What is expected: Lines in the entries below where the word "proxy" shows up should each be copied.

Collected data
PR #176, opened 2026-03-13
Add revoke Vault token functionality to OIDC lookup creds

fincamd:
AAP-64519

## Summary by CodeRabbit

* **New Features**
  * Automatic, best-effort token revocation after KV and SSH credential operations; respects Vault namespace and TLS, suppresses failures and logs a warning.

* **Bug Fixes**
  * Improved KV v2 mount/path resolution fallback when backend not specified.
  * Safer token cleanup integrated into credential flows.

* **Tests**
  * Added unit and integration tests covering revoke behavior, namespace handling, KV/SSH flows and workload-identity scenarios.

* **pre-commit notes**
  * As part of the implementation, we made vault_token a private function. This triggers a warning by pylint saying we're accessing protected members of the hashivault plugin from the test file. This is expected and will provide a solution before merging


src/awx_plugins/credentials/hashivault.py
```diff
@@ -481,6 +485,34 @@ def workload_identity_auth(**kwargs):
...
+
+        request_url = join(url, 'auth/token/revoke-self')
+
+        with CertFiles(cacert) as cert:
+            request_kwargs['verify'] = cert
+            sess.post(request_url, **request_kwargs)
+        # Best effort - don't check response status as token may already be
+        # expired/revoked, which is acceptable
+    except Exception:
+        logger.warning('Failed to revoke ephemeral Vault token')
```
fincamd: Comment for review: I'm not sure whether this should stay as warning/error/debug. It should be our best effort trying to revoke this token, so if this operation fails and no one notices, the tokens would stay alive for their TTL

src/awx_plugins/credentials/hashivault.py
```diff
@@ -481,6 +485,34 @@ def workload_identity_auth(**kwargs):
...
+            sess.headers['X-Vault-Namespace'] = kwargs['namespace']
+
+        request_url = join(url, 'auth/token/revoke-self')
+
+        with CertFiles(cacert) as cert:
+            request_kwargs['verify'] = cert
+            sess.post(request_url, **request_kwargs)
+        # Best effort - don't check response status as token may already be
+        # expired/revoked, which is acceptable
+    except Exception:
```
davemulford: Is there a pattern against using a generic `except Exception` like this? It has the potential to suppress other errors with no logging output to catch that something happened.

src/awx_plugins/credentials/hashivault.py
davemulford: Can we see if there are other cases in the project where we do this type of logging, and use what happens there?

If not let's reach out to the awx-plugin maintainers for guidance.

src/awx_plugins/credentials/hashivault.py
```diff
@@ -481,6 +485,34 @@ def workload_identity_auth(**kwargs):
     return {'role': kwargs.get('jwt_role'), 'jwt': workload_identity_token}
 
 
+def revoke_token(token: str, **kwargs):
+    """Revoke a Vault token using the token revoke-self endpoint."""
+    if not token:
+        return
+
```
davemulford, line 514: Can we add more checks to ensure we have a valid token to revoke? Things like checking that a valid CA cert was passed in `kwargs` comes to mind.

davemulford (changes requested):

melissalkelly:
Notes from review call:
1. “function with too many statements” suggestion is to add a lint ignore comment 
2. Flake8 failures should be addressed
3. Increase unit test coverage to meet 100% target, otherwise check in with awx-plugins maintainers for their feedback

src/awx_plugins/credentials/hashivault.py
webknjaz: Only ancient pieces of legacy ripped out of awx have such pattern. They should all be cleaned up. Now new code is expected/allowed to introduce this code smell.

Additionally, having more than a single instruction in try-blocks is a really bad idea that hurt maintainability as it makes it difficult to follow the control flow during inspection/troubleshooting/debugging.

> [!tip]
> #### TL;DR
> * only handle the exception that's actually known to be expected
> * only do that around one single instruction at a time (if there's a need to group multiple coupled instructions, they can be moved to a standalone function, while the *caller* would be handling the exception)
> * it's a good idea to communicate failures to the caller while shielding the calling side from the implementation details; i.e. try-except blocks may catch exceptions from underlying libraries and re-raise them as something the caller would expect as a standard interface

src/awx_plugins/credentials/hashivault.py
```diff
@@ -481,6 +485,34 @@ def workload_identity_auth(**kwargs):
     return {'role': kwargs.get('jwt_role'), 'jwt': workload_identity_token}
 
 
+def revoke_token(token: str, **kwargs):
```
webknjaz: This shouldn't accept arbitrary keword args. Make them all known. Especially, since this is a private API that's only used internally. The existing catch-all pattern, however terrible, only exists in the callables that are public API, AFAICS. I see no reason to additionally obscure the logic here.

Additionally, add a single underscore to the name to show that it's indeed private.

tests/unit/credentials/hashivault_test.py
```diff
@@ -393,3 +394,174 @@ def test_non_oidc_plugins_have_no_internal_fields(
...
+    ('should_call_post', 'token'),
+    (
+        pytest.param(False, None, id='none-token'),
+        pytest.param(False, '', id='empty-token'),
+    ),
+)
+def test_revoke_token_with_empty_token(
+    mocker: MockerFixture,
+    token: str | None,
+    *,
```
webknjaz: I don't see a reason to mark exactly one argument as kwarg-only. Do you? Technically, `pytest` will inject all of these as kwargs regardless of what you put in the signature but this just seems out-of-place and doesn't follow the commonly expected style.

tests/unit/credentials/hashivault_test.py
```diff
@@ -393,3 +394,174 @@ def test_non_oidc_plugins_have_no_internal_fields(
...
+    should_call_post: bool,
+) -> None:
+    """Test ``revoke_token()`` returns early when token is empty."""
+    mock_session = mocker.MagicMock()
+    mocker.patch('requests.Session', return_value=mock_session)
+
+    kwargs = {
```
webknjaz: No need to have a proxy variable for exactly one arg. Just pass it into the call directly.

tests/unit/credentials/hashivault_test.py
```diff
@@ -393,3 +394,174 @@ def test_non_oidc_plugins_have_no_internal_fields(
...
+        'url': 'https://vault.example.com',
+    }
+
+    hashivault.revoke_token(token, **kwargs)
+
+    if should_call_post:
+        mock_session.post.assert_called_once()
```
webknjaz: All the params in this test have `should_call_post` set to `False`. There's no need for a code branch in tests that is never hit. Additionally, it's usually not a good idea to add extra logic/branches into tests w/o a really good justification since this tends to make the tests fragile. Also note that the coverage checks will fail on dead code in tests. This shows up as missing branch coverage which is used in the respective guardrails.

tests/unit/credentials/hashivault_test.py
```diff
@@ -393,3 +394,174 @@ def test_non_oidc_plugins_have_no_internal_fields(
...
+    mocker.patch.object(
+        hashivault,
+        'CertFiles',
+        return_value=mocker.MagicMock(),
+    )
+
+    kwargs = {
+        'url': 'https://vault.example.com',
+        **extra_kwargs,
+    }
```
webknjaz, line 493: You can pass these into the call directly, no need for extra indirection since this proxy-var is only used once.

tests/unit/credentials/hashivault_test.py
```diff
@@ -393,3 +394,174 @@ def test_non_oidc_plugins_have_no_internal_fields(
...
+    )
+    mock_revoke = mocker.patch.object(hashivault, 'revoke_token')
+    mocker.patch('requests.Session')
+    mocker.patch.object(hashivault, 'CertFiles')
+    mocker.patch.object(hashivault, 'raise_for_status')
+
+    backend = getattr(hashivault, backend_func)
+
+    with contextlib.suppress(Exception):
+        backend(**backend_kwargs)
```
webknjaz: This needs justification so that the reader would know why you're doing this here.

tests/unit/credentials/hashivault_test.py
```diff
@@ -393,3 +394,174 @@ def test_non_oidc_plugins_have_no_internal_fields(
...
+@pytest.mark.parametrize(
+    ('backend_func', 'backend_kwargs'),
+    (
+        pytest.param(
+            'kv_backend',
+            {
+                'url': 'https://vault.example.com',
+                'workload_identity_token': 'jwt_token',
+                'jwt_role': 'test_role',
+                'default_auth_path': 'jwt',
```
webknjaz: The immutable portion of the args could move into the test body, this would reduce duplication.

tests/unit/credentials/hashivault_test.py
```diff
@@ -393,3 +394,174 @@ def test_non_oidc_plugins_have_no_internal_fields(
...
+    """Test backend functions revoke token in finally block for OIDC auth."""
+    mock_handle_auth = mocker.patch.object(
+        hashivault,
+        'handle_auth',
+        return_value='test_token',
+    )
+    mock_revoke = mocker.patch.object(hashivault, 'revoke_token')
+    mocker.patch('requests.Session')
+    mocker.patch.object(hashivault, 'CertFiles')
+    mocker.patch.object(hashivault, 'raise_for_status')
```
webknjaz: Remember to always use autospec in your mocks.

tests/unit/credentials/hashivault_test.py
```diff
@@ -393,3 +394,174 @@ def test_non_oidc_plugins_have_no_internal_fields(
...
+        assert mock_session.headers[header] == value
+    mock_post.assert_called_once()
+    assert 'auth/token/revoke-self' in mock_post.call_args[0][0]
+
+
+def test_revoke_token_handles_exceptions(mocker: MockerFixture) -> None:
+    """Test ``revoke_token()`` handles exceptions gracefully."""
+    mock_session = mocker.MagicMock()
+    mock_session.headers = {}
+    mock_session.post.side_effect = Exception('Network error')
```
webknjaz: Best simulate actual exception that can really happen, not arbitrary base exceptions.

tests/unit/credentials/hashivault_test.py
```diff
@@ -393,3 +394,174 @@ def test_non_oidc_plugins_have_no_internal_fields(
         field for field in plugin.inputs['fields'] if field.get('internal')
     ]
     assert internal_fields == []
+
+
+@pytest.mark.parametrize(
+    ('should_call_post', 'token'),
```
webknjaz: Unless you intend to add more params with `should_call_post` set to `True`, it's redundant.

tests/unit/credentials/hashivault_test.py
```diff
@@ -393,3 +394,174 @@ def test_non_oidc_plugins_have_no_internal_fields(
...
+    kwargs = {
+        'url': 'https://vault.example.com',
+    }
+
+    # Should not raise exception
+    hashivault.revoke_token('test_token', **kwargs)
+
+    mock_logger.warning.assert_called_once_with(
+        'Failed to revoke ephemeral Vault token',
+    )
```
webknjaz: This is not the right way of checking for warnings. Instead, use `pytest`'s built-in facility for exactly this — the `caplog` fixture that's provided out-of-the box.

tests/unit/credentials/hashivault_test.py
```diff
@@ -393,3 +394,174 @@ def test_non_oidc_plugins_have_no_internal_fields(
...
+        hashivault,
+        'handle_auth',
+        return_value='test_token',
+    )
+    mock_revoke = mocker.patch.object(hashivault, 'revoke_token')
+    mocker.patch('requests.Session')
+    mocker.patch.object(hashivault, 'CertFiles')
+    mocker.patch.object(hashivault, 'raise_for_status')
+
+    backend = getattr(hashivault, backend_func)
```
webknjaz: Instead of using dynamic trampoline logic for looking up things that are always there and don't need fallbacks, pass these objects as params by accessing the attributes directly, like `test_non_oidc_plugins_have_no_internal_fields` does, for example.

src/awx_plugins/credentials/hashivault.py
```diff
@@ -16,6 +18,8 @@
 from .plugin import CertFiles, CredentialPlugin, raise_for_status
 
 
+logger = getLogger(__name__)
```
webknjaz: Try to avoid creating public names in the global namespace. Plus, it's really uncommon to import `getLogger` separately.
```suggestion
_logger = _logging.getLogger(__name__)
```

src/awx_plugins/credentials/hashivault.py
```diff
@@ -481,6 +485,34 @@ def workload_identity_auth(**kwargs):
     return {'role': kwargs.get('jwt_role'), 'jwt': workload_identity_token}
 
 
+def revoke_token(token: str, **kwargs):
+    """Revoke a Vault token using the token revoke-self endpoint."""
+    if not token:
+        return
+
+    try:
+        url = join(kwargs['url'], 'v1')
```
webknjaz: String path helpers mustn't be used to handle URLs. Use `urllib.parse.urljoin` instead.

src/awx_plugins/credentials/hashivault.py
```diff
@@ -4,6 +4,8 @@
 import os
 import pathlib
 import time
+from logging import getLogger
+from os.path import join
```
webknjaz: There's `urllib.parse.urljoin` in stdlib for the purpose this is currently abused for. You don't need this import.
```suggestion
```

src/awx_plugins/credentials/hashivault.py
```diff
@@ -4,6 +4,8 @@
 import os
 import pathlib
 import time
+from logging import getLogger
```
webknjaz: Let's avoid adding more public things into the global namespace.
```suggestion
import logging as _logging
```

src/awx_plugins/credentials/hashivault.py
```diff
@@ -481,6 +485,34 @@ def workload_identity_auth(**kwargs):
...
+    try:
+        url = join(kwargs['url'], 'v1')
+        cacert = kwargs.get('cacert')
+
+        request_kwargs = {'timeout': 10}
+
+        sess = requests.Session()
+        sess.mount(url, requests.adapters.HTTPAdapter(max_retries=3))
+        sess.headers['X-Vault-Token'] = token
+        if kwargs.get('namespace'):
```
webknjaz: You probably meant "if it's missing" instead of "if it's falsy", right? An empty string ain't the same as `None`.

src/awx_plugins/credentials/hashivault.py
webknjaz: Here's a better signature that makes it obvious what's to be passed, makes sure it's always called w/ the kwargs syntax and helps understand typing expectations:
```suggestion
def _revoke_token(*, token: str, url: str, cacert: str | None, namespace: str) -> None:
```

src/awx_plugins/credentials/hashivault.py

Written answer:
webknjaz: No need to have a proxy variable for exactly one arg. Just pass it into the call directly.
webknjaz, line 493: You can pass these into the call directly, no need for extra indirection since this proxy-var is only used once.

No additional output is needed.